◆ **Work to be completed**
Using the records below, quote only the span that opens with the line containing "with selective modifications" and closes with the line containing "Hi @scardinius: I'm", exactly and inclusively.

◆ **Record set**
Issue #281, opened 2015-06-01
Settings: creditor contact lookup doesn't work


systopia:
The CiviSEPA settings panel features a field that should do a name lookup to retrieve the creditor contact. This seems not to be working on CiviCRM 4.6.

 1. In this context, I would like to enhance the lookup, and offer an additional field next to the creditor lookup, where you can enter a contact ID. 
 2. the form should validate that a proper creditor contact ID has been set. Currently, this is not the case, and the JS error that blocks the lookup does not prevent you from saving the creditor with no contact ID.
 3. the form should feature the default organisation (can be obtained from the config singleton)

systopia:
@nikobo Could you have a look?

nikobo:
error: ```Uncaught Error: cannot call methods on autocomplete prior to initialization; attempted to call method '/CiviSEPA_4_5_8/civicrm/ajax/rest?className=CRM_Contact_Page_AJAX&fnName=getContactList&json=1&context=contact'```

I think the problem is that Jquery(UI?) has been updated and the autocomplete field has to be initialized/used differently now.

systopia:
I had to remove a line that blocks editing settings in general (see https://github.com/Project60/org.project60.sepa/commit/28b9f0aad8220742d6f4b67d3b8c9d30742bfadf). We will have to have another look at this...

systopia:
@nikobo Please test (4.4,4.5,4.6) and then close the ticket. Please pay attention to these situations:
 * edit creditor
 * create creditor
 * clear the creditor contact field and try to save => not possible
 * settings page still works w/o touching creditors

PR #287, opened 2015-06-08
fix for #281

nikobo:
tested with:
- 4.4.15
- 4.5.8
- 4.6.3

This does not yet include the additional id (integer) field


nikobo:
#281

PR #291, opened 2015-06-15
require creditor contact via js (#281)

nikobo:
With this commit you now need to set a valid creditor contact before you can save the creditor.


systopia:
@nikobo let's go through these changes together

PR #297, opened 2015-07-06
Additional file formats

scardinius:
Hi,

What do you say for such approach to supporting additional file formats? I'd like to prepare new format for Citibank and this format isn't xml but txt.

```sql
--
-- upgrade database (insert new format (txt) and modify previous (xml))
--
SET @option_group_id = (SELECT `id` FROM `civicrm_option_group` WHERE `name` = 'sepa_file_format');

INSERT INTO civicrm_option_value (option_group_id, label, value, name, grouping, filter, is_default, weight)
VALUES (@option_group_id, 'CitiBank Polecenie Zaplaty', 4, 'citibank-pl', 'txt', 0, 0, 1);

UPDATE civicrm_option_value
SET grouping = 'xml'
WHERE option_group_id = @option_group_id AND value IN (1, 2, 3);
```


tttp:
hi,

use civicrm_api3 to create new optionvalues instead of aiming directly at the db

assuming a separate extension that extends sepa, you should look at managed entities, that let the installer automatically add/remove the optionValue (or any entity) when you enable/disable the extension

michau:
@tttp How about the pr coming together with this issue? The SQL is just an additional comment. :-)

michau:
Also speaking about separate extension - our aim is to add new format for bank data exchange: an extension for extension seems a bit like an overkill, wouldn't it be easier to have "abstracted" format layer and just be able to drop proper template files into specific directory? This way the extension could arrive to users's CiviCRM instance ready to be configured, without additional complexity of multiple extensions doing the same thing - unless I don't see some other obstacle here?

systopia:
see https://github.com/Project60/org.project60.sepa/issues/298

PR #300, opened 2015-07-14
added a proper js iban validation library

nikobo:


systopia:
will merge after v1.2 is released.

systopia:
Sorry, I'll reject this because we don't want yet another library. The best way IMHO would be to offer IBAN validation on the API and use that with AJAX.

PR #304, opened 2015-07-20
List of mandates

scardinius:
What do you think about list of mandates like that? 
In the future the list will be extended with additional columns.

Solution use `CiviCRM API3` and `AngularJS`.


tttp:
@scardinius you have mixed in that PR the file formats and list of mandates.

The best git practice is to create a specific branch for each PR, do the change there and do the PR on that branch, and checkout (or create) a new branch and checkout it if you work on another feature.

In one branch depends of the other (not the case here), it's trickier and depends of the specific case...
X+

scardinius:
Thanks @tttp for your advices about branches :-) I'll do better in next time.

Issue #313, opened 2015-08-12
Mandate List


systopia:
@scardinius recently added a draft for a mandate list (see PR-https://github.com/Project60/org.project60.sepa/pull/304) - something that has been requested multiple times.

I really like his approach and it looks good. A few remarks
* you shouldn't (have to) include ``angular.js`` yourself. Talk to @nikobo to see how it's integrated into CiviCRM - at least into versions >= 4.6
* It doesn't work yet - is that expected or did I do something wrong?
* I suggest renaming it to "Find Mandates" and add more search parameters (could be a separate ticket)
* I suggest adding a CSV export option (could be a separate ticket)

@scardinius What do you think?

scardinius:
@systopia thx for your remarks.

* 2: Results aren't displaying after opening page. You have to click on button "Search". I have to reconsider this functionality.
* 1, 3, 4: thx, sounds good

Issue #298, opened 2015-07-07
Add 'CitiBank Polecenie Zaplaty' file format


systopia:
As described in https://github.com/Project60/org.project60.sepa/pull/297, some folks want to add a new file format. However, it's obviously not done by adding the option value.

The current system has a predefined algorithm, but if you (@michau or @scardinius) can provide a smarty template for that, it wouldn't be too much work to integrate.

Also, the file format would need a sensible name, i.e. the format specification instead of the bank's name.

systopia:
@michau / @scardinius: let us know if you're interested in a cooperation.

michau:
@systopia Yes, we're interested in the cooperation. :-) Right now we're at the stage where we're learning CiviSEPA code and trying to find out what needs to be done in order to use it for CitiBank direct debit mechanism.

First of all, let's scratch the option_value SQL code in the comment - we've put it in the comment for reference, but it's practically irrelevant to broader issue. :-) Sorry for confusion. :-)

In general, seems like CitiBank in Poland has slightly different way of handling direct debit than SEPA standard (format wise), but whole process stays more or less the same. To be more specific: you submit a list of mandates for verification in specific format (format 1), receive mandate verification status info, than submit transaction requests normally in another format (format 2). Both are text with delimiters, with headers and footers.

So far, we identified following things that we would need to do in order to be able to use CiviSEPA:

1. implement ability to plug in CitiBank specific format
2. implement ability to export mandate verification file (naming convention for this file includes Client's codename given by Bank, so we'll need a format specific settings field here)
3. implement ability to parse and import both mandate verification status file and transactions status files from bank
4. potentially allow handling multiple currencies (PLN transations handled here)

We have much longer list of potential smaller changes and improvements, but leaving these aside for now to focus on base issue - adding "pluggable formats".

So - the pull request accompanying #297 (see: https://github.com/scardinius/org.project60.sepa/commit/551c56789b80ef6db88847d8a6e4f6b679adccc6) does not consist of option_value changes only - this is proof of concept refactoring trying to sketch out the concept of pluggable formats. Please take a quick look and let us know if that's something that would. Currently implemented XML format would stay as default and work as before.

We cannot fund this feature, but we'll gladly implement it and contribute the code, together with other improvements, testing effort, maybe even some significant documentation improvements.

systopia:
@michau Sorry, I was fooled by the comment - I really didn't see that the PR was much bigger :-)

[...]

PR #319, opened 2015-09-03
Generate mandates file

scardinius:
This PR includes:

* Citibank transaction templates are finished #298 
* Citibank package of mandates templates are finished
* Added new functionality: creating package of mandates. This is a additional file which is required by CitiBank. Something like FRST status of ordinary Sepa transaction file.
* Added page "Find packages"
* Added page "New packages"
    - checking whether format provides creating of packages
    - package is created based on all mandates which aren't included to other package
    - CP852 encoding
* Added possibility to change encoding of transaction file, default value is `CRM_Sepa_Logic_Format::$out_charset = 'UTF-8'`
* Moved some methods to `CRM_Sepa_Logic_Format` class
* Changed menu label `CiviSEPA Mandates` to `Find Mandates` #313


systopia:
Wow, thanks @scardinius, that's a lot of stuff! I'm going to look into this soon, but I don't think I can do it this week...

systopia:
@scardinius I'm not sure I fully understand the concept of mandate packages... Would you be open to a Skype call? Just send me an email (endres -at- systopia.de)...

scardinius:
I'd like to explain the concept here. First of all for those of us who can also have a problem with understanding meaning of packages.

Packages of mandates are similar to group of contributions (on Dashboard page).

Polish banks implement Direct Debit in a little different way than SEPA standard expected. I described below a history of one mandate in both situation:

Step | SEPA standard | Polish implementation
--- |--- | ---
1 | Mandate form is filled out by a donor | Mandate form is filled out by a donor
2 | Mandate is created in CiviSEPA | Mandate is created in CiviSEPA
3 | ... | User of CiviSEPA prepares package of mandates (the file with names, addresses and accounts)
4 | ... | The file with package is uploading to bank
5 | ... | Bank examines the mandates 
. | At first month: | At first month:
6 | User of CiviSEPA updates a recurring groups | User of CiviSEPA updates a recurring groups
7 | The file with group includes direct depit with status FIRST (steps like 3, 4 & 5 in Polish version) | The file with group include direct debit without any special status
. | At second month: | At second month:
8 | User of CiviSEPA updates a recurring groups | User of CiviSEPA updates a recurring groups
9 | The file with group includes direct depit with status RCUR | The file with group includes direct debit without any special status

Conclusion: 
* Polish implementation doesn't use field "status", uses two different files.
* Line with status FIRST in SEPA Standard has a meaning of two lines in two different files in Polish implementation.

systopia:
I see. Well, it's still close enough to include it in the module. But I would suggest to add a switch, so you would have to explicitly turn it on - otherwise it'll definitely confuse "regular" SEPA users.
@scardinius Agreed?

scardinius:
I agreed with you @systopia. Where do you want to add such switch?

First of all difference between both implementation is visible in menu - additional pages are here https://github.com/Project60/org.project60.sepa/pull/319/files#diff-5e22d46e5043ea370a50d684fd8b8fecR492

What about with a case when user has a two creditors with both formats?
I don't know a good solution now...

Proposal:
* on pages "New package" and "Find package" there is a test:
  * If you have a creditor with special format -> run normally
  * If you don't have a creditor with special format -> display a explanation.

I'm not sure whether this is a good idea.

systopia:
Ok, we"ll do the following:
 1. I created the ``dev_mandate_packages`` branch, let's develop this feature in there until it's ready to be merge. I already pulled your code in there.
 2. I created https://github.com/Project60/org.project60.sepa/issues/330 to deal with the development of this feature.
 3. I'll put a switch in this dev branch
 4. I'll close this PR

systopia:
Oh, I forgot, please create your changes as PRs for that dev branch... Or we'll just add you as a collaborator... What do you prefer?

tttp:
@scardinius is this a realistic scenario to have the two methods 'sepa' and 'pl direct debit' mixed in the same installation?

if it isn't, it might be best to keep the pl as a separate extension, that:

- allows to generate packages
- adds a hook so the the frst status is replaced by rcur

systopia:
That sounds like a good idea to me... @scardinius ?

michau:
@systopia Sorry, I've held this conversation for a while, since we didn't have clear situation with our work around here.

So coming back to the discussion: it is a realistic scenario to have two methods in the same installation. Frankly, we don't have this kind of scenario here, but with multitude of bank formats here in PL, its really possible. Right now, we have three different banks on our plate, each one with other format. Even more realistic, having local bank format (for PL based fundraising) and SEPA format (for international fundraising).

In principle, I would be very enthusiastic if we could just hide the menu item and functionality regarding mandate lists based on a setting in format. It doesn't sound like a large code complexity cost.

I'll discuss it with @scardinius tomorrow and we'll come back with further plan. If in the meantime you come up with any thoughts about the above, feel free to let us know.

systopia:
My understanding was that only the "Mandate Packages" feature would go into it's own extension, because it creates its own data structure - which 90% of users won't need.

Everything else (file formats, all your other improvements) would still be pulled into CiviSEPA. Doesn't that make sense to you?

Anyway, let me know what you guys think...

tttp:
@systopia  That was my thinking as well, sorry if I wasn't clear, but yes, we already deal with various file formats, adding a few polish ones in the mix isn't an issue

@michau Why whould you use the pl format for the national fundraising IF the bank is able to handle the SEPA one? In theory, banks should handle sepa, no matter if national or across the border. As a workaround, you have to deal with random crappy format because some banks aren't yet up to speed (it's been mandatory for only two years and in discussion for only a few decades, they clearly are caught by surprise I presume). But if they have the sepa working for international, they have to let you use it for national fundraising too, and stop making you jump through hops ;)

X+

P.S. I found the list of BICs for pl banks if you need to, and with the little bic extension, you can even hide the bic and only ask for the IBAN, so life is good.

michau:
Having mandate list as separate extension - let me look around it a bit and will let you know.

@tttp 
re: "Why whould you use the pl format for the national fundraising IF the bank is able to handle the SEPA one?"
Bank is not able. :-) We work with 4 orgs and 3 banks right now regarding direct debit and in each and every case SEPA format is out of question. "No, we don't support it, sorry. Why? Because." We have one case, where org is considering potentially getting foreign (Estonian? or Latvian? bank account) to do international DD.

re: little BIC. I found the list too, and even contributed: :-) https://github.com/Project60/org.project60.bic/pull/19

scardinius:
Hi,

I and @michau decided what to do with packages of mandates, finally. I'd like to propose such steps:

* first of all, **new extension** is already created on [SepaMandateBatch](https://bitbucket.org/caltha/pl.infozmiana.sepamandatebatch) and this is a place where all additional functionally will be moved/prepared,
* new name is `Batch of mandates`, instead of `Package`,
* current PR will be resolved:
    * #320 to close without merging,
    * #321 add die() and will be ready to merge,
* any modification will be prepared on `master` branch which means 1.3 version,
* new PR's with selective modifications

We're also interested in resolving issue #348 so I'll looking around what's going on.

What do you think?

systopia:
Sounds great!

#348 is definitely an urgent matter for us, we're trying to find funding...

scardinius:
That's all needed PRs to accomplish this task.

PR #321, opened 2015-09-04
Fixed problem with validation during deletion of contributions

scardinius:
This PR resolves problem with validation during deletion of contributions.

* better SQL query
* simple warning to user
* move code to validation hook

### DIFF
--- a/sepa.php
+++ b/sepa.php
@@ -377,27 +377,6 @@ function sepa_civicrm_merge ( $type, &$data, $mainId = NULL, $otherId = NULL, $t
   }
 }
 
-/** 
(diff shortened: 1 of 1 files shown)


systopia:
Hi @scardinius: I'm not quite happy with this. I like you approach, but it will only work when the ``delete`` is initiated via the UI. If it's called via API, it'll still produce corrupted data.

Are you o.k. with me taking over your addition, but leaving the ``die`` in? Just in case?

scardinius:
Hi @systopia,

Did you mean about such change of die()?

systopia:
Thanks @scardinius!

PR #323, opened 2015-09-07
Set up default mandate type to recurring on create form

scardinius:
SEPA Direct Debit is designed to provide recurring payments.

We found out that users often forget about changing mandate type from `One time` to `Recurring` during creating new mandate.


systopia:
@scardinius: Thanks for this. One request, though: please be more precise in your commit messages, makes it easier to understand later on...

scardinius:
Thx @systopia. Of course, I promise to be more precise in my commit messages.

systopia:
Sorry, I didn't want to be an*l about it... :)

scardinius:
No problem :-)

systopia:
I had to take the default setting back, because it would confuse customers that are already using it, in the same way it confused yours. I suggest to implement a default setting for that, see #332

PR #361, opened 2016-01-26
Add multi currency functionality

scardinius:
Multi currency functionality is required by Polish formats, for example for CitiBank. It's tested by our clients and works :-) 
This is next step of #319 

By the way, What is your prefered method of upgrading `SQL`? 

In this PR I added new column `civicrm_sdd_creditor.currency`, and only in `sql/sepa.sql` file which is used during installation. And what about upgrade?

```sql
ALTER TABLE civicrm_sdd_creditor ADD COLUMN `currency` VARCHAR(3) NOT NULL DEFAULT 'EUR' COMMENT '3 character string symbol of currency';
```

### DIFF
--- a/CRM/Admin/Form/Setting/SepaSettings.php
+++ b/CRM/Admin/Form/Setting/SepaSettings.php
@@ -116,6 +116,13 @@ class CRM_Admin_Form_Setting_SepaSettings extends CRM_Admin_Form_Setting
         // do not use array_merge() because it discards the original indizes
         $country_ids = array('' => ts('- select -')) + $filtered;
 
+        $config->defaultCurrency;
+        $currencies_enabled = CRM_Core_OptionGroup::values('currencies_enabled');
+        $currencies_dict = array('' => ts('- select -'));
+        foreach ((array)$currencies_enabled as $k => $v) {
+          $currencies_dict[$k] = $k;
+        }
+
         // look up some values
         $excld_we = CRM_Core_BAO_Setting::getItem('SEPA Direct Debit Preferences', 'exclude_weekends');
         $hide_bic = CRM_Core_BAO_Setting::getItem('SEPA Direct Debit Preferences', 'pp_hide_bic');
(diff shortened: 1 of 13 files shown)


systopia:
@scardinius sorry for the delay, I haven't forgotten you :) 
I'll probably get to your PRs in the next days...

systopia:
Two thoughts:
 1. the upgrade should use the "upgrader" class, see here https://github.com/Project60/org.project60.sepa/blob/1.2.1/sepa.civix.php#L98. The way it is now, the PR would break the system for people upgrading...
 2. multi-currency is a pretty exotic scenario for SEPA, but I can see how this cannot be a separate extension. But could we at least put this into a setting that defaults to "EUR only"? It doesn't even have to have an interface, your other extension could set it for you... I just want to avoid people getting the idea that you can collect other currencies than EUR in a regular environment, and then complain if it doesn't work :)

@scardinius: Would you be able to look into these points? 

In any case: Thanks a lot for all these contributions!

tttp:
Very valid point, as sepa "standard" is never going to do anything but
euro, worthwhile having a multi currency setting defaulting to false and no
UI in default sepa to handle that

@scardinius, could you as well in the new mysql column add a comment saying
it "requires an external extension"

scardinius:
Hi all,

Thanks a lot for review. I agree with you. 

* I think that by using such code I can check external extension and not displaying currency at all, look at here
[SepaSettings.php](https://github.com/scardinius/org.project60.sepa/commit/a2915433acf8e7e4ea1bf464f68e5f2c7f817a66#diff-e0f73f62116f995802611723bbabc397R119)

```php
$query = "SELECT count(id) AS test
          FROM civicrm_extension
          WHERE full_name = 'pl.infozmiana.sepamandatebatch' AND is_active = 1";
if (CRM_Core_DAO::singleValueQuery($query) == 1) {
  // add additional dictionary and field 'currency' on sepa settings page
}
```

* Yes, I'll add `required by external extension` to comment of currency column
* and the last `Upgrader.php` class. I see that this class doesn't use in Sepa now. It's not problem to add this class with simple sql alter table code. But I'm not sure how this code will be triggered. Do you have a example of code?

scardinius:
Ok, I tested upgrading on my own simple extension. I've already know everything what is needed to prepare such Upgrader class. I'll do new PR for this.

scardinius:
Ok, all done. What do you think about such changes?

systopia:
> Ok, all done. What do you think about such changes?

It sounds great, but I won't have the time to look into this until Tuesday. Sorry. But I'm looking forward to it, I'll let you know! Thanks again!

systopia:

◆ **Written response**
* new PR's with selective modifications

We're also interested in resolving issue #348 so I'll looking around what's going on.

What do you think?

systopia:
Sounds great!

#348 is definitely an urgent matter for us, we're trying to find funding...

scardinius:
That's all needed PRs to accomplish this task.

PR #321, opened 2015-09-04
Fixed problem with validation during deletion of contributions

scardinius:
This PR resolves problem with validation during deletion of contributions.

* better SQL query
* simple warning to user
* move code to validation hook

### DIFF
--- a/sepa.php
+++ b/sepa.php
@@ -377,27 +377,6 @@ function sepa_civicrm_merge ( $type, &$data, $mainId = NULL, $otherId = NULL, $t
   }
 }
 
-/** 
(diff shortened: 1 of 1 files shown)


systopia:
Hi @scardinius: I'm not quite happy with this. I like you approach, but it will only work when the ``delete`` is initiated via the UI. If it's called via API, it'll still produce corrupted data.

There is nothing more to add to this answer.